Members of the Dental Hard Tissue Laboratory are currently investigating aspects of human evolution and development that have been the subject of considerable paleoanthropological debate. Harvard graduate student Kate Carter has assessed claims about the significance of external (non-metric) dental characters for reconstructing evolutionary relationships among hominin fossils, concluding that additional evidence is needed to discern how the newest hominin species Australopithecus sediba relates to australopiths and members of the genus Homo (Carter et al., 2014).
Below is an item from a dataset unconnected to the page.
PR #6411, opened 2024-09-19
feat: LEAP-1454: Custom action buttons in LSF

hlomzik:
Introducing custom action buttons for LSF to allow additional actions, controlled from outside of editor. Provided buttons will completely replace the internal ones, but there is a way to reuse buttons you need, just add the button with internal name and no extra params.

We have also completed studies of molar formation and tooth eruption in captive and wild chimpanzees, demonstrating that tooth formation and eruption standards had previously been overestimated in our closest living relative (Smith et al., 2007b, 2010b). Recent work includes the first longitudinal observations of first molar (M1) emergence and feeding behavior (including nursing) in several infants (Smith et al., 2013). This collaboration with Harvard University primatologists Richard Wrangham and Zarin Machanda represents an important revision in our understanding of the relationship between tooth development and primate life history, as an influential theory posited that primate M1 emergence is coincident with the cessation of nursing, and thus could be used to predict weaning age in juvenile hominins with emergent first molars. However, we demonstrated that five wild chimpanzees continued to nurse for a year or more after their M1s emerged, and that M1 emergence in these individuals appears to relate to the development of adult feeding behaviors rather than the reproductive behavior of their mothers. On-going projects aimed at elucidating aspects of human evolution include studies of the predictive power of first molar emergence for predicting life history variables in living humans and chimpanzees, as well as studies of the relationships among dental development, life history, and phylogeny among congeneric primate species.